PM: It seems that rank-and-file Americans are confused by the arguably conflicting messages they’re getting from some quarters. On the one hand, with nearly 60 percent of them living paycheck to paycheck and with interest rates on the rise, they’re told they should be saving. On the other hand, they’re told they need to keep spending because if collectively they don’t, it could put the economy into recession. Which is it? Is there a constructive role that consumers can play?
JB: I think this has been a bit of a failure of macroeconomics during the time I’ve been involved, which is that we have not explained these tradeoffs very well … What we’re doing is raising interest rates. That’s going to make it less attractive to pull consumption from the future to today, and more attractive to push consumption from today into the future … You’re going to consume less today but more tomorrow … There’s the same amount of consumption, either way, but you’re trying to smooth it out a little bit so that you’re not consuming everything today at a big party and then nothing next year or the year after … That’s the point of the interest rate movements that we’re seeing …
PM: How sacred is 2 percent as an inflation target? Is that sort of a magic number for you?
JB: I think it is because it’s become an international standard since it was introduced in the 1990s.

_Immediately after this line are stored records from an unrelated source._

PR #11746, opened 2020-06-24
Rewrite juju status help text

timClicks:
Examples are now more representative, language is simpler and the formatting is better aligned to an 80 character limit.


timClicks:
$$merge$$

There was a lot of work at that time about whether this was a good number or not, and it kind of all settled down on 2 percent … We’re the biggest fish. If we abandon the target, all the other countries are going to do so, as well. I think you’d get global chaos if you did that.

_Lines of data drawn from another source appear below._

PR #599, opened 2021-01-19
Basic Type System

maxitg:
## Changes

* Implements translations and raw properties of the *Yellowstone* type system system.
* Composite properties (properties depending on other properties) are not yet implemented.

## Comments

* This will mostly be used for `Multihistory`, however, the `Multihistory` itself is not yet implemented.
* There are currently no types, so `SetReplaceTypeConvert`, while implemented, cannot be used for anything.

## Examples

* Examples below do not work directly because they use fake types. In order to try them out, do something like
   ```wl
   AppendTo[$ContextPath, "SetReplace`PackageScope`"];
   ```
   and then evaluate the definitions (line 15 to 68) from `typeSystem.wlt`.
* If you do that and then evaluate
   ```wl
  AppendTo[$ContextPath, "SetReplace`A1$typeSystem`PackagePrivate`"];
  Graph[$typeGraph,
         VertexLabels -> {type[name_] :> name, property[name_] :> ToString[name] <> "[...]"},
         VertexStyle -> {type[_] -> Black, property[_] -> White},
         EdgeStyle -> {DirectedEdge[type[_], type[_]] -> Black,
                       DirectedEdge[type[_], property[_]] -> Lighter[Blue, 0.3],
                       DirectedEdge[property[_], property[_]] -> Gray}]
   ```
   you will get a type graph from the test file:

   image

* You will also be able to do things like these. Here, `"EvenInteger"` type is converted to `"HalfInteger"`:
   ```wl
   In[] := SetReplaceTypeConvert["HalfInteger"] @ evenInteger[4]
   Out[] = halfInteger[2]
   ```   

* Here, `multipliedHalf` property is used on a `"HalfInteger"` directly:
   ```wl
   In[] := multipliedHalf[5] @ halfInteger[3]
   Out[] = 15
   ```

* Here, `"HalfInteger"` is automatically converted to an `"EvenInteger"`, and then `description` property is called.
   ```wl
   In[] := description @ halfInteger[3]
   Out[] = "I am an integer 6."
   ```

* And here, `"EvenInteger"` is converted to `"HalfInteger"` first:
   ```wl
   In[] := multipliedHalf[evenInteger[4], 4]
   Out[] = 8
   ```

---
This change is [Reviewable](https://reviewable.io/reviews/maxitg/setreplace/599)


taliesinb (commented):
Looking nice. 

I'm half of the mind that we should just immediately go for the generic names here, rather than using the term `multihistory` everywhere, since this object system really will work with any kind of objects. In which case the word `property` should be replaced with the word `method`, and the word `multihistory` should be replaced with the word `type`, `class` (or perhaps `object`). 

I understand if you don't want to do that though -- we can always do that later!

> *[Reviewable](https://reviewable.io/reviews/maxitg/setreplace/599#-:-MT97nzVElTv2WKgunyk:b-3kzyzp)* status: 0 of 6 files reviewed, all discussions resolved (waiting on @daneelsan)

maxitg (commented):
I think you are right. I think we should keep `Multihistory` symbol though (the type system does not care what the head is as long as it answers to the `*type` package-scope function).

I can split this code into two files. One will be about generic types only (and will contain all the declaration functions). The other one will define `Multihistory`, the function that looks up its type, and some other things, such as generic `MakeBoxes`.

> *[Reviewable](https://reviewable.io/reviews/maxitg/setreplace/599#-:-MTCPZNbB7jBYo1cd9rS:b-x1bjzd)* status: 0 of 6 files reviewed, all discussions resolved (waiting on @daneelsan)

maxitg (commented):
I changed this PR to a generic type system as @taliesinb suggested. `Multihistory` is still needed (for boxes if nothing else), but it will arrive in a different PR. This is now ready for review.

> *[Reviewable](https://reviewable.io/reviews/maxitg/setreplace/599#-:-MTgY1gb1tBj1A3B7lS5:bte8blc)* status: 0 of 4 files reviewed, all discussions resolved (waiting on @daneelsan and @taliesinb)

maxitg:
I think there is a problem though. If the type system is generic, what do we do with `TypeConvert`? Surely, it is almost guaranteed to cause namespace collisions. And using packages without adding them to `$ContextPath` is horribly broken in WL at the moment.

taliesinb (approved):
Why not make make `TypeConvert` a `PackageScope` symbol? It's a bit low-level anyway for end-users to call directly. If they want to they can fully qualify it via PackageScope. 

> Reviewed 4 of 7 files at r2.
> *[Reviewable](https://reviewable.io/reviews/maxitg/setreplace/599#-:-MUFRq2G3dnxgcm7963z:bcikspk)* status: all files reviewed, 5 unresolved discussions (waiting on @daneelsan and @maxitg)

*[a discussion](https://reviewable.io/reviews/maxitg/setreplace/599#-MUFUXYj07eZ2Au-ngGc:-MUFUXYj07eZ2Au-ngGd:bod0euv) (no related file):*
I have one or two suggestions, but no showstoppers and I think it looks good as-is! Nice, look forward to trying it out.

---
___
*[Kernel/A1$typeSystem.m, line 45 at r2](https://reviewable.io/reviews/maxitg/setreplace/599#-MUFSWf44poYEhB1-C-J:-MUFSWf44poYEhB1-C-K:b-besspm) ([raw file](https://github.com/maxitg/setreplace/blob/0f7a8a04ae916eb25b9cf9761cc05a1f636c24e6/Kernel/A1$typeSystem.m#L45)):*
> ```objc
> 
> initializeTypeSystemTranslations[] := (
>   $typeGraph = Graph[DirectedEdge @@@ Rest /@ $translations];
> ```

Why not use the three-arg version of `DirectedEdge`, which lets you put an arbitrary tag on the edge which will be remembered, returned by VertexList etc.
___
*[Kernel/A1$typeSystem.m, line 76 at r2](https://reviewable.io/reviews/maxitg/setreplace/599#-MUFTQceB2L9nrQm0wEi:-MUFTQceB2L9nrQm0wEj:byyfni6) ([raw file](https://github.com/maxitg/setreplace/blob/0f7a8a04ae916eb25b9cf9761cc05a1f636c24e6/Kernel/A1$typeSystem.m#L76)):*
> ```objc
>   fromType = objectType[object];
>   If[!VertexQ[$typeGraph, type[#]], throw[Failure["unconvertibleType", <|"type" -> #|>]]] & /@ {fromType, toType};
>   path = FindShortestPath[$typeGraph, type[fromType], type[toType]];
> ```

You could check that there is only *one* shortest path here, by calling `FindPath` with the `{k}` fourth argument with `k = Length[path]` and ensuring it returns a singleton. 
___
*[Kernel/A1$typeSystem.m, line 80 at r2](https://reviewable.io/reviews/maxitg/setreplace/599#-MUFTm7M-GnSx1sRm6LS:-MUFTm7M-GnSx1sRm6LT:bgpyavr) ([raw file](https://github.com/maxitg/setreplace/blob/0f7a8a04ae916eb25b9cf9761cc05a1f636c24e6/Kernel/A1$typeSystem.m#L80)):*
> ```objc
>     throw[Failure["noConversionPath", <|"from" -> fromType, "to" -> toType|>]];
>   ];
>   edges = DirectedEdge @@@ Partition[path, 2, 1];
> ```

Ah, my comment about the tagged version of DirectedEdge wasn't useful, since FindShortestPath returns a list of vertices rather than a list of edges, so you'd have to pull out the information a different way anyway.
___
*[Kernel/A1$typeSystem.m, line 108 at r2](https://reviewable.io/reviews/maxitg/setreplace/599#-MUFU0Fm-OCDPS58XzWh:-MUFU0Fm-OCDPS58XzWi:b8gqoze) ([raw file](https://github.com/maxitg/setreplace/blob/0f7a8a04ae916eb25b9cf9761cc05a1f636c24e6/Kernel/A1$typeSystem.m#L108)):*
> ```objc
> ];
> 
> (* declareCompositeProperty declares an implementation for a property that takes other properties as arguments. The
> ```

Do you really prefer the word 'property' to the word 'method'? 'method' has the benefit that it more explicitly conjures the thinking about protocols etc. if you do that rename then 'compositeProperty' becomes 'protocolMethod', for example.

maxitg (commented):
I think it's quite useful to users. For example, C++ objects are attached to a single kernel. If one wants to serialize them for `ParallelEvaluate` or just to store them somewhere, they will need to `TypeConvert` either to a multiset multihistory or, at least, to a serialized C++ instance.

> *[Reviewable](https://reviewable.io/reviews/maxitg/setreplace/599#-:-MUG-so3AyIFxXe4oMcp:bjmux05)* status: 3 of 4 files reviewed, 5 unresolved discussions (waiting on @daneelsan and @taliesinb)

*[a discussion](https://reviewable.io/reviews/maxitg/setreplace/599#-MUFUXYj07eZ2Au-ngGc:-MUGBLCT7mhyDV3ZETX4:bv0cyie) (no related file):*

I have one or two suggestions, but no showstoppers and I think it looks good as-is! Nice, look forward to trying it out.
</blockquote></details>

Keep in mind though that the plan is to also add `Multihistory` symbol which would have a box form that would display data based on available properties, etc. We also need to add some introspection capabilities such as `TypeMethods`, etc.

---
___
*[Kernel/A1$typeSystem.m, line 45 at r2](https://reviewable.io/reviews/maxitg/setreplace/599#-MUFSWf44poYEhB1-C-J:-MUG3H4U9F377i-VZvDp:buwz6dm) ([raw file](https://github.com/maxitg/setreplace/blob/0f7a8a04ae916eb25b9cf9761cc05a1f636c24e6/Kernel/A1$typeSystem.m#L45)):*

Why not use the three-arg version of `DirectedEdge`, which lets you put an arbitrary tag on the edge which will be remembered, returned by VertexList etc.
</blockquote></details>

The problem is that it's not returned by `FindShortestPath`, so it's not clear how to reliably obtain the sequence of functions (doing `EdgeList @* Subgraph` might produce duplicate edges).
___
*[Kernel/A1$typeSystem.m, line 76 at r2](https://reviewable.io/reviews/maxitg/setreplace/599#-MUFTQceB2L9nrQm0wEi:-MUG45Ez9vi0BKSzvIJo:b-85hjia) ([raw file](https://github.com/maxitg/setreplace/blob/0f7a8a04ae916eb25b9cf9761cc05a1f636c24e6/Kernel/A1$typeSystem.m#L76)):*

You could check that there is only *one* shortest path here, by calling `FindPath` with the `{k}` fourth argument with `k = Length[path]` and ensuring it returns a singleton. 
</blockquote></details>

Do we want to do that though? Let's say, we have a situation like this:


I don't think we should disallow that. We might want to verify that different paths produce the same outputs, but we cannot do that for all cases (since, e.g., evolution video files would be different every time, and there are random properties as well).

We might want to introduce edge weights in the future to disambiguate, but since we don't have those yet, I don't think we should disallow multiple paths.
___
*[Kernel/A1$typeSystem.m, line 108 at r2](https://reviewable.io/reviews/maxitg/setreplace/599#-MUFU0Fm-OCDPS58XzWh:-MUG5Hwh49VEeC8BYGne:b-2zt64i) ([raw file](https://github.com/maxitg/setreplace/blob/0f7a8a04ae916eb25b9cf9761cc05a1f636c24e6/Kernel/A1$typeSystem.m#L108)):*

Do you really prefer the word 'property' to the word 'method'? 'method' has the benefit that it more explicitly conjures the thinking about protocols etc. if you do that rename then 'compositeProperty' becomes 'protocolMethod', for example.
</blockquote></details>

Yes, I think you are right. The word 'property' assumes there are no other arguments, which is not correct here.

I'm not so sure about `protocolMethod` though because it sounds to me like a method that a protocol requires: https://docs.swift.org/swift-book/LanguageGuide/Protocols.html#ID270

In this case, the method takes a "nameless protocol-type" as an argument.

maxitg:
I renamed `TypeConvert` -> `SetReplaceTypeConvert`. This has no possibility of collisions, and I think is more user-friendly than ``SetReplace`PackageScope`TypeConvert``.

daneelsan (changes requested):
> *[Reviewable](https://reviewable.io/reviews/maxitg/setreplace/599)* status: 2 of 4 files reviewed, 7 unresolved discussions (waiting on @maxitg and @taliesinb)

*[a discussion](https://reviewable.io/reviews/maxitg/setreplace/599#-MUFUXYj07eZ2Au-ngGc:-MUUESys3k2M_hcH1q_t:b-j8hno7) (no related file):*

Keep in mind though that the plan is to also add `Multihistory` symbol which would have a box form that would display data based on available properties, etc. We also need to add some introspection capabilities such as `TypeMethods`, etc.
</blockquote></details>

This is a really nice workflow.

---
___
*[Documentation/TypeSystem.md, line 18 at r3](https://reviewable.io/reviews/maxitg/setreplace/599#-MUU3xb34eYsxLDAjew6:-MUU3xb4ArnATwkwJ-Lx:b-3ph67g) ([raw file](https://github.com/maxitg/setreplace/blob/18dd26cb8676405be1bfa3022902e76967f18ffe/Documentation/TypeSystem.md#L18)):*
> ```Markdown
> Most of the time, it is sufficient to rely on these automatic conversions, however, sometimes it might be useful to
> convert an object to a different type manually for persistence or optimization, in which case one can use the
> **`TypeConvert`** function:
> ```

`SetReplaceTypeConvert`
___
*[Kernel/A1$typeSystem.m, line 108 at r2](https://reviewable.io/reviews/maxitg/setreplace/599#-MUFU0Fm-OCDPS58XzWh:-MUU9rvj1CtaBJ2QHHe6:b-ia6xpd) ([raw file](https://github.com/maxitg/setreplace/blob/0f7a8a04ae916eb25b9cf9761cc05a1f636c24e6/Kernel/A1$typeSystem.m#L108)):*

Yes, I think you are right. The word 'property' assumes there are no other arguments, which is not correct here.

I'm not so sure about `protocolMethod` though because it sounds to me like a method that a protocol requires: https://docs.swift.org/swift-book/LanguageGuide/Protocols.html#ID270

In this case, the method takes a "nameless protocol-type" as an argument.
</blockquote></details>

In `DataStructure` this is called an operation. 

The reason, though, might be that WL actively avoids using oop nomenclature.
___
*[Kernel/A1$typeSystem.m, line 108 at r3](https://reviewable.io/reviews/maxitg/setreplace/599#-MUU8u5q3OomKJU6DEF9:-MUU8u5q3OomKJU6DEFA:b4xogb5) ([raw file](https://github.com/maxitg/setreplace/blob/18dd26cb8676405be1bfa3022902e76967f18ffe/Kernel/A1$typeSystem.m#L108)):*
> ```objc
>   $methodEvaluationFunctions = Association[Thread[newEdges -> (First /@ $rawMethods)]];
> 
>   defineDownValuesForMethod /@ Cases[VertexList[$typeGraph], method[name_] :> name, {1}];
> ```

This also works: `First /@ VertexList[$typeGraph, _method]`

maxitg (commented):
> *[Reviewable](https://reviewable.io/reviews/maxitg/setreplace/599)* status: 2 of 4 files reviewed, 7 unresolved discussions (waiting on @daneelsan and @taliesinb)

___
*[Documentation/TypeSystem.md, line 18 at r3](https://reviewable.io/reviews/maxitg/setreplace/599#-MUU3xb34eYsxLDAjew6:-MUUG6DHBvIV9B6rvzDG:boj1qgt) ([raw file](https://github.com/maxitg/setreplace/blob/18dd26cb8676405be1bfa3022902e76967f18ffe/Documentation/TypeSystem.md#L18)):*

`SetReplaceTypeConvert`
</blockquote></details>

Good catch. Done.
___
*[Kernel/A1$typeSystem.m, line 108 at r2](https://reviewable.io/reviews/maxitg/setreplace/599#-MUFU0Fm-OCDPS58XzWh:-MUUGQqI6VxoZjyBbmFH:bfpqrgr) ([raw file](https://github.com/maxitg/setreplace/blob/0f7a8a04ae916eb25b9cf9761cc05a1f636c24e6/Kernel/A1$typeSystem.m#L108)):*

In `DataStructure` this is called an operation. 

The reason, though, might be that WL actively avoids using oop nomenclature.
</blockquote></details>

Doesn't operation sound like it's going to mutate the object (which `DataStructure` operations do)?
___
*[Kernel/A1$typeSystem.m, line 108 at r3](https://reviewable.io/reviews/maxitg/setreplace/599#-MUU8u5q3OomKJU6DEF9:-MUUGPPx1T7moGN3cjwC:b-896fix) ([raw file](https://github.com/maxitg/setreplace/blob/18dd26cb8676405be1bfa3022902e76967f18ffe/Kernel/A1$typeSystem.m#L108)):*

This also works: `First /@ VertexList[$typeGraph, _method]`
</blockquote></details>

Done.

daneelsan (commented):
> *[Reviewable](https://reviewable.io/reviews/maxitg/setreplace/599)* status: 1 of 4 files reviewed, 7 unresolved discussions (waiting on @daneelsan and @taliesinb)

___
*[Kernel/A1$typeSystem.m, line 108 at r2](https://reviewable.io/reviews/maxitg/setreplace/599#-MUFU0Fm-OCDPS58XzWh:-MUUHjHIChke0d7vIb1W:b8tsqe3) ([raw file](https://github.com/maxitg/setreplace/blob/0f7a8a04ae916eb25b9cf9761cc05a1f636c24e6/Kernel/A1$typeSystem.m#L108)):*

Doesn't operation sound like it's going to mutate the object (which `DataStructure` operations do)?
</blockquote></details>

Some do, like `"Fold"`, some don't like `"Length"`.
But yes, the objects here are immutable, and operate has the feeling of mutability.
Still, methods also have the same connotation, right? Methods might be understood as just extracting data from the object (aka properties) OR mutating the object...

daneelsan (dismissed):
> *[Reviewable](https://reviewable.io/reviews/maxitg/setreplace/599)* status: 1 of 4 files reviewed, 7 unresolved discussions (waiting on @daneelsan and @taliesinb)

*[a discussion](https://reviewable.io/reviews/maxitg/setreplace/599#-MUFUXYj07eZ2Au-ngGc:-MUUJZQo3XT2FfSv68ei:bnfp4nl) (no related file):*

This is a really nice workflow.
</blockquote></details>

:lgtm:

---

maxitg (commented):
> *[Reviewable](https://reviewable.io/reviews/maxitg/setreplace/599)* status: 1 of 4 files reviewed, 7 unresolved discussions (waiting on @daneelsan and @taliesinb)

___
*[Kernel/A1$typeSystem.m, line 108 at r2](https://reviewable.io/reviews/maxitg/setreplace/599#-MUFU0Fm-OCDPS58XzWh:-MUUJi6E7hCMNuC5W5C0:bqqiapj) ([raw file](https://github.com/maxitg/setreplace/blob/0f7a8a04ae916eb25b9cf9761cc05a1f636c24e6/Kernel/A1$typeSystem.m#L108)):*

Some do, like `"Fold"`, some don't like `"Length"`.
But yes, the objects here are immutable, and operate has the feeling of mutability.
Still, methods also have the same connotation, right? Methods might be understood as just extracting data from the object (aka properties) OR mutating the object...

</blockquote></details>

Maybe it's just me, but 'operation' sounds like mutation is its primary purpose (e.g., think of surgical operations).

Do you know a word that sounds immutable (like property) but allows for extra arguments?

daneelsan (commented):
> *[Reviewable](https://reviewable.io/reviews/maxitg/setreplace/599)* status: 1 of 4 files reviewed, 7 unresolved discussions (waiting on @daneelsan and @taliesinb)

___
*[Kernel/A1$typeSystem.m, line 108 at r2](https://reviewable.io/reviews/maxitg/setreplace/599#-MUFU0Fm-OCDPS58XzWh:-MUUKnamAr_VPSCR5w9B:b-lhyx8r) ([raw file](https://github.com/maxitg/setreplace/blob/0f7a8a04ae916eb25b9cf9761cc05a1f636c24e6/Kernel/A1$typeSystem.m#L108)):*

Maybe it's just me, but 'operation' sounds like mutation is its primary purpose (e.g., think of surgical operations).

Do you know a word that sounds immutable (like property) but allows for extra arguments?
</blockquote></details>

I don't think property assumes there are no other arguments. These extra arguments just specify a different way of extracting the data we want.

maxitg (commented):
> *[Reviewable](https://reviewable.io/reviews/maxitg/setreplace/599)* status: 1 of 4 files reviewed, 7 unresolved discussions (waiting on @daneelsan and @taliesinb)

___
*[Kernel/A1$typeSystem.m, line 108 at r2](https://reviewable.io/reviews/maxitg/setreplace/599#-MUFU0Fm-OCDPS58XzWh:-MUUPr9z9rvXXpJUSNbk:b-tyb6bs) ([raw file](https://github.com/maxitg/setreplace/blob/0f7a8a04ae916eb25b9cf9761cc05a1f636c24e6/Kernel/A1$typeSystem.m#L108)):*

I don't think property assumes there are no other arguments. These extra arguments just specify a different way of extracting the data we want.
</blockquote></details>

Hmm, maybe you are right. Any thoughts, @taliesinb? For example, there are properties in Swift, but they have a different meaning (no arguments).

maxitg (commented):
> *[Reviewable](https://reviewable.io/reviews/maxitg/setreplace/599)* status: 1 of 4 files reviewed, 7 unresolved discussions (waiting on @daneelsan and @taliesinb)

___
*[Kernel/A1$typeSystem.m, line 108 at r2](https://reviewable.io/reviews/maxitg/setreplace/599#-MUFU0Fm-OCDPS58XzWh:-MUnDix-Bk_OivjMB0zm:b-kerg4t) ([raw file](https://github.com/maxitg/setreplace/blob/0f7a8a04ae916eb25b9cf9761cc05a1f636c24e6/Kernel/A1$typeSystem.m#L108)):*

Hmm, maybe you are right. Any thoughts, @taliesinb? For example, there are properties in Swift, but they have a different meaning (no arguments).
</blockquote></details>

I renamed it back to the property. I'm quite convinced now that it's the right name to call it, given that it's non-mutating. We might also have operations in the future that would be mutating (e.g., for the C++ objects). However, the API for them should be different as automatic type conversions won't make sense then. We can use the word 'method' to describe both.

daneelsan (approved):
> *[Reviewable](https://reviewable.io/reviews/maxitg/setreplace/599)* status: 1 of 4 files reviewed, 7 unresolved discussions (waiting on @daneelsan and @taliesinb)

*[a discussion](https://reviewable.io/reviews/maxitg/setreplace/599#-MUFUXYj07eZ2Au-ngGc:-MUnR9x1AKIdlLIBp96N:b-r2wyus) (no related file):*

:lgtm:
</blockquote></details>

lgtm part 2

---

PM: You’ve spoken in the past about your concerns regarding the “Fed’s credibility in Main Street America.” Where does that stand now, do you think?
JB: (Laughs.) We’re probably sinking. I’m hopeful that we can use the tools that we have now to bring inflation under control over the next 18 months or so. Hopefully, we’ll get on a disinflationary path that will be reasonable. I think … you’ll see that when firms make a judgement that they’d rather maintain market share rather than try to raise prices and possibly lose customers …
PM: What’s your view of the Fed’s dual mandate to promote maximum sustainable employment and price stability – two things that may be at odds now – which some have called for an end to?
JB: As far as the dual mandate, we’re hitting the employment side right now … so that’s why there’s so much focus on the inflation side, because that’s where we’re missing by a mile. So that has really shifted the thinking of the Fed. I like a mandate that focuses more on inflation over the medium term because I think it gives a better picture of what the Central Bank can actually do, but that’s maybe a topic for another day.
PM: Last question, and an important one. You grew up in Minnesota, and you’ve lived in St. Louis for a while now. Cardinals or Twins?
JB: (Laughs) Ah, well, being in St. Louis, I’ve really come to love the Cardinals. They’re very competitive. But this year the Twins also are doing well …
PM: So, World Series. You’ll be in heaven.